**WORK INSTRUCTIONS:**
Could you filter the listing for lines with the word "shown" and return them?

**GIVEN RECORDS:**

Issue #820, opened 2026-08-26
autoindex/#500 follow-up: minor const-capture precision nits (C++ class-static, C++ local-enum leak, mutable-labeled-const, Python bare annotation)


xerj-org:
Non-blocking nits surfaced by the adversarial review of #814 (Python/C#/Ruby/Kotlin/Swift/Scala/C++ top-level constant capture). The one BLOCKING finding (Kotlin companion-object constants missed) was fixed in #814 (`6099ad2b`). These four are minor and left as a follow-up:

1. **C++ class-scope `static const` members missed.** `class C { static const int Member = 1; };` — the C++ analog of the Kotlin companion-object constant just fixed — is not captured (the C++ patterns are scoped to `translation_unit` + `namespace` only). Same category as the fixed Kotlin miss; lower priority since C++ class constants are less dominant than Kotlin companion constants.

2. **C++ `(enumerator)` is unanchored → function-local enum leaks.** `void f() { enum E { LX, LY }; }` leaks `LX`/`LY` as `const` symbols into the cross-file retrieval surface. Should anchor the enumerator pattern to top-level/namespace/class scopes (exclude function bodies), the same precision boundary the other patterns use.

3. **Top-level mutable bindings are labeled `const`.** Kotlin top-level `var`, Swift top-level `var`, and any initialized C++ mutable global (`int counter = 0;`) become `const` symbols. This is consistent with the existing Go-`var` precedent (a named module-level binding is a searchable symbol), but the `const` kind label is a slight misnomer — a `var`/`mutable` kind would be more accurate.

4. **Python bare annotation captured.** `NAME: str` (a module-level type annotation with NO value bound) is captured as a `const` even though nothing is assigned. Minor over-capture; gating on a present `right:` value would exclude it.

All four are precision/labeling refinements, not recall regressions — the retrieval surface is correct-or-slightly-broad, never missing a real top-level constant (after the #814 companion fix). Refs #500, #814.

xerj-org:
[...]

PR #841, opened 2026-08-27
fix(autoindex): anchor C++ enumerator capture, no function-local leak (#820 item 2)

xerj-org:
Advances #820 (item 2 of the four const-capture precision nits).

The C++ `enumerator` pattern was unanchored, so a function-local enum leaked its values as `const` symbols into the cross-file retrieval surface:
```cpp
void f() { enum E { LX, LY }; }   // LX, LY wrongly captured as const
```

Fix: anchor the enumerator to the three scopes the other C++ const patterns use - `translation_unit`, `namespace_definition` body, and class `field_declaration_list` (the exact parent shapes were read off the tree-sitter parse, not guessed). Function-local enums (under `compound_statement`) no longer match.

Test `cpp_function_local_enum_does_not_leak`: top-level / namespace / class enumerators stay captured, function-local excluded. Fail-before (unanchored) leaks LX/LY; after, clean. Existing `cpp_constants` unchanged (no recall loss). Full `cargo test -p xerj-autoindex` green (733/0), `all_queries_compile` passes, fmt + clippy -D warnings clean, ci-test builds. 1.97.1.

Items 1 (class-static const) and 4 (Python bare annotation) of #820 are already fixed+tested on main; item 3 is a labeling refinement. This closes the recall-affecting remainder.

### DIFF
--- a/engine/crates/xerj-autoindex/src/extract/code.rs
+++ b/engine/crates/xerj-autoindex/src/extract/code.rs
@@ -816,6 +816,7 @@ const CPP_Q: &str = r#"
 (translation_unit (enum_specifier body: (enumerator_list (enumerator name: (identifier) @const))))
 (namespace_definition body: (declaration_list (enum_specifier body: (enumerator_list (enumerator name: (identifier) @const)))))
 (field_declaration_list (field_declaration type: (enum_specifier body: (enumerator_list (enumerator name: (identifier) @const)))))
+(linkage_specification body: (declaration_list (enum_specifier body: (enumerator_list (enumerator name: (identifier) @const)))))
 (field_declaration (storage_class_specifier) @_s declarator: (field_identifier) @const (#eq? @_s "static"))
 "#;
 
@@ -1891,9 +1892,10 @@ mod tests {
         assert!(has(&s, "fn", "function"));
     }
 
-    /// #820 item 2: the `enumerator` pattern must be anchored to top-level /
-    /// namespace / class scope — a FUNCTION-LOCAL enum's values are not a
-    /// cross-file symbol and must not leak into `defs`.
+    /// #820 item 2: the `enumerator` pattern must be anchored to file-scope
+    /// (top-level / namespace / class / `extern "C"` linkage block) — a
+    /// FUNCTION-LOCAL enum's values are not a cross-file symbol and must not
+    /// leak into `defs`.
     #[test]
     fn cpp_function_local_enum_does_not_leak() {
         let s = syms(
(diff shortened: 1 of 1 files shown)


xerj-org:
3-skeptic gate (correctness/regression/evidence, 1.97.1, worktrees pinned to 7c7c3def):

- **regression** HOLDS 0-blocking: full xerj-autoindex 747/0 (CARGO_EXIT=0), all_queries_compile + cpp + cpp_constants + the new test all ok.
- **evidence** HOLDS 0-blocking: fail-before reproduces (revert anchors -> LA/LB leak), test non-vacuous.
- **correctness** REFUTES **BLOCKING**: the 3 anchors dropped enumerators inside `extern "C" { }` (a linkage_specification file-scope enum, common in interop headers) that the old unanchored pattern captured -> recall regression.

Did NOT merge (gate = 0 blocking required). Fixed in 63b52938: added a 4th anchor `linkage_specification body>declaration_list>enum_specifier`, extended the test with an extern "C" case (fail-before proven: GA/GB absent without it). Full suite 733/0 + all bins, fmt/clippy -D clean, ci-test builds. Re-gate on green.

xerj-org:
Re-gate on 63b52938 (post extern-C fix):
- **regression** HOLDS 0-blocking: xerj-autoindex 747/0 (CARGO_EXIT=0), all_queries_compile/cpp/cpp_constants/leak-test ok.
- **evidence** HOLDS 0-blocking: fail-before of the linkage anchor reproduces.
- **correctness** REFUTES **BLOCKING**: `typedef enum { .. } Name;` (pervasive header idiom) dropped its enumerators — the enum_specifier sits under a type_definition, missed by all 4 anchors.

Did NOT merge. Fixed in 3b5f229b: added the typedef variant for each of the 4 file scopes (translation_unit / namespace / class field_declaration_list / linkage); a function-local typedef enum (under compound_statement) stays excluded. Test now covers typedef top-level (TDA captured) + function-local typedef (LTA excluded). Fail-before proven, full suite 733/0, fmt/clippy -D clean, ci-test builds. Re-gate on green.

xerj-org:
Re-gate #3 on 3b5f229b (typedef head):
- **regression** HOLDS 0-blocking: xerj-autoindex 747/0 (CARGO_EXIT=0), all_queries_compile ok.
- **evidence** HOLDS 0-blocking: typedef anchors' fail-before reproduces.
- **correctness** REFUTES **BLOCKING**: a THIRD file-scope shape dropped — an enum with an inline variable declarator (`enum E {A,B} v;`) and the idiomatic anonymous `enum { WIDTH=640 } dims;` (which indexed ZERO symbols, the #500 fact). The trailing declarator wraps the enum_specifier in a `declaration` node, missed by all 8 anchors.

Did NOT merge. Since positive-scope enumeration was whack-a-mole (extern-C, typedef, now inline-declarator across 3 rounds), fixed in 22f76b14 with a ROBUST approach: one pair per scope — a bare enum_specifier + a wildcard-wrapper `(_)` that covers the `declaration`/`type_definition` wrappers uniformly (7 patterns replace 8). Test now covers inline-declarator (WVA), anonymous (ANONA), namespace-inline (NVA) captured + function-local plain/typedef/inline-declarator (LA/LTA/LVA) excluded. Fail-before proven, full suite 733/0, fmt/clippy -D clean, ci-test builds. Re-gate on green.

PR #849, opened 2026-08-27
fix(aggs): don't mask an absent nested leaf with its parent object (#847)

### LINKED ISSUE #847: missing agg / get_nested_field lacks the nested leaf-guard exists has (a.b absent under a present parent)
Follow-up from the #845 gate (non-blocking, PRE-EXISTING — not introduced by #845).

The `missing` agg (and other aggs) resolve fields via `get_nested_field` (aggs.rs), which — unlike `get_field_value` used by `exists` (index.rs, leaf-guard ~41397) — does NOT guard a genuinely-nested leaf against being masked by its present parent object. So on docs like `{a:{c:1}}` or `{a:{}}`, `exists:{field:a.b}` correctly reports a.b ABSENT, but the `missing` agg on `a.b` counts 0 missing (it sees the parent object as present) — diverging from ES, which counts them missing. `exists` and `missing` therefore disagree on nested-absent docs.

This predates #845 (the old `is_null()` version had the identical behavior; #845 only changed top-level null/array value-detection). Fix: give `get_nested_field` the same leaf-guard as `get_field_value`, or route the missing agg through the exists resolver. Also soften the #845 comment 'exact complement of exists' (over-claims for nested fields).

Refs #844, #792/#793.

xerj-org:
Fixes #847.

`get_nested_field` (aggs.rs) resolves a dotted field via a multi-field (`.keyword`) fallback that stripped the trailing segment and returned the parent UNCONDITIONALLY. So a genuinely-nested leaf `a.b` that is absent under a present object `a = {c:1}` resolved to the whole `{c:1}` — which `value_present` treats as present, making the `missing` agg (and other value-presence checks) wrongly count the field present, disagreeing with `exists`.

Fix: guard the fallback on the parent being a LEAF (scalar, or array with no objects) — a real multi-field's parent is always a leaf text/keyword value. This mirrors the identical `is_leaf` guard already in `get_field_value` (the `exists` resolver, index.rs), which the code comment there notes it copied from this function and hardened. So aggs and `exists` now agree on nested-absent fields; legitimate scalar `.keyword` multi-fields still resolve.

Surfaced by the #845 gate as a pre-existing divergence. Test `missing_agg_nested_leaf_absent_under_present_parent_object` (nested `a.b` absent under object parent counts missing; scalar `cat.keyword` still present). Fail-before proven (undercount 2 vs 4). Full `cargo test -p xerj-engine` green (CARGO_EXIT=0, 62 bins, 0 failed), fmt + clippy -D clean, ci-test builds. 1.97.1.

### DIFF
--- a/engine/crates/xerj-engine/src/aggs.rs
+++ b/engine/crates/xerj-engine/src/aggs.rs
@@ -7358,10 +7358,19 @@ fn run_missing(params: &Value, docs: &[Value]) -> Value {
         docs.iter()
             .filter(|doc| {
                 // A doc is "missing" the field iff it has no non-null value —
-                // the exact complement of `exists` (#792/#793 value_present):
-                // absent, null, `[]` and `[null]` all count as missing, so
-                // `is_null()` alone (which kept `[]`/`[null]`) undercounted.
-                !crate::index::value_present(get_nested_field(doc, field))
+                // the EXACT complement of `exists`. Resolve through the same
+                // `get_field_value` the exists query uses (index.rs): it
+                // array-descends (so a leaf inside an array of objects,
+                // `a=[{b:1}]`, is found present) and strips a `.keyword`
+                // multi-field to its scalar parent, then `value_present`
+                // treats absent / null / `[]` / `[null]` as missing (#847,
+                // #844, #792/#793). Aggs' own `get_nested_field` does NOT
+                // descend arrays nor guard an absent nested leaf, so using it
+                // here wrongly reported such fields present/missing.
+                crate::index::get_field_value(doc, field)
+                    .as_ref()
+                    .map(crate::index::value_present)
+                    != Some(true)
             })
             .count()
     };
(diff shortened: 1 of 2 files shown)


xerj-org:
3-skeptic gate on e99ed13c:
- **regression** HOLDS 0-blocking: xerj-engine CARGO_EXIT=0, 62 bins 0 failed.
- **evidence** HOLDS 0-blocking: fail-before reproduces (object-parent nested-absent -> missing).
- **correctness** REFUTES **BLOCKING**: the is_leaf guard OVER-restricted array-of-objects — for a=[{b:1}] the leaf a.b=1 genuinely exists (exists=true, terms buckets key=1), but get_nested_field never array-descends so the guard nulled the array parent -> missing agg wrongly counted the doc missing (regression, broke missing==exists). Root cause: the guard was copied from get_field_value, which reaches its fallback only AFTER array-descent; get_nested_field's walk uses Value::get (no array descent).

Did NOT merge. Fixed in 05b89473: resolve missing through crate::index::get_field_value (the exact exists resolver — array-descends + .keyword leaf-guard) instead of value_present(get_nested_field); reverted the speculative get_nested_field guard. Test now includes a=[{b:1}] (present) so missing==exists holds. Fail-before proven (2 vs 4), full suite CARGO_EXIT=0 62/0, fmt/clippy -D clean, ci-test builds. Re-gate on green.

**EXERCISE ANSWER:**
(diff shortened: 1 of 1 files shown)
(diff shortened: 1 of 2 files shown)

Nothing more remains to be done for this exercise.